TFSA Pension: How to Turn $60,000 Into $1.1 Million — and Pay No Tax to the CRA

There are few stocks that are a sure thing in this world, but the closest you’re going to get is with a stock like Fortis Inc. (TSX:FTS)(NYSE:FTS).

| More on:

There are a number of ways to receive income when you retire. Historically, Canadians have used the Canada Pension Plan (CPP), Old Age Security (OAS) and Registered Retirement Savings Plan (RRSP) when starting to retire. Each offers a way to take out cash and bundle it together to get through retirement.
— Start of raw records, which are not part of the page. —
PR #53, opened 2023-04-07
Apptainer CI

jlenain:
This PR introduces a new CI workflow where:

- `nectarchain` is shipped as a `conda` environment, and buit as an Apptainer/Singularity container on selected events (releases, pull requests, merges into `master`),
- the container is deployed on the GitHub Container Registry, i.e. visible as a package of the cta-observatory organization, on non-pull-request events, such as releases.

Users can then use such containers with:
```shell
apptainer shell oras://ghcr.io/cta-observatory/nectarchain:latest
```

**TL;DR**

We will now have fully automatic Apptainer containers built and deployed on releases!

@kosack , @maxnoe , would that be deemed acceptable ?

### DIFF
--- a/singularity/Singularity
+++ b/singularity/Singularity
@@ -14,6 +14,12 @@
 Bootstrap: docker
 From: condaforge/mambaforge
 
+%setup
+    mkdir -p ${SINGULARITY_ROOTFS}/opt/cta/nectarchain
+
+%files
+    . /opt/cta/nectarchain
+
 # From https://github.com/hpcng/singularity/issues/5075#issuecomment-594391772
 %environment
     action="${0##*/}"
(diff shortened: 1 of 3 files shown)


singularity/Singularity
```diff
@@ -47,7 +44,8 @@ From: condaforge/mambaforge
     cd /opt/cta
 
     # Install nectarchain
-    mamba env create --quiet --file /tmp/environment.yml --prefix /opt/conda/envs/nectarchain
+    git clone https://github.com/cta-observatory/nectarchain.git
```
maxnoe: Cloning inside the singularity file means that you always build the default branch. So your CI tests wouldn't actually catch the case where a PR breaks the singularity build. 

I think you should add the local files.

jlenain: You're absolutely right, thanks a lot! That was actually what I also intended to do at the beginning, but I forgot along the way that everything needed is already there thanks to the checkout action :sweat_smile:.

jlenain: @maxnoe , should be properly done now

But you’ll notice, each of these options is subject to tax from the Canada Revenue Agency (CRA). But don’t worry! There are options you can take to put aside money for retirement, tax free. Of course, I’m talking about the Tax-Free Savings Account (TFSA).
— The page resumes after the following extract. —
Issue #54, opened 2023-04-11
HDU names in fits containing extracted waveform and charge


sona-patel:
Output fits files generated from `load_wfs_compute_charge.py` do not have names for any of the hdus (eg. shown below for charge_run3936.fits).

Since its inception in 2009, the TFSA has added on thousands of dollars in contribution room each year. As of writing, the total contribution room available to Canadians is $69,500. While I wouldn’t suggest putting everything you have in one stock, if you and a partner have contribution room, you could certainly partner up and put aside $60,000 in one company.
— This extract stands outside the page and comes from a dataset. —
PR #69, opened 2023-06-16
py-actions/flake8 added in ci

sona-patel:


jlenain (approved):
Thanks a lot, @sona-patel !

Suddenly, you have $60,000 set aside for retirement, tax free. Now, all you need is the right company. What you need to look for are blue-chip companies. These companies usually offer strong dividends, a solid business plan, stable growth, and a strong future outlook.

Fortis

Fortis Inc. (TSX:FTS)(NYSE:FTS) is an ideal choice in this regard. The company is an electric and gas utility company that operates throughout North America, distributing energy to millions of customers. And that’s the thing with utilities, we need them. No matter what, you need to keep the lights on, which is what makes Fortis so strong.

Even during the economic downturn, Fortis continues to grow through acquisition. But the company has plans far beyond that. It’s now looking to start reducing its carbon footprint, and that means getting out of gas. This would make sense, as the world over is getting away from fossil fuels. Governments continue to pour money into renewable energy programs, so Fortis would of course follow suit.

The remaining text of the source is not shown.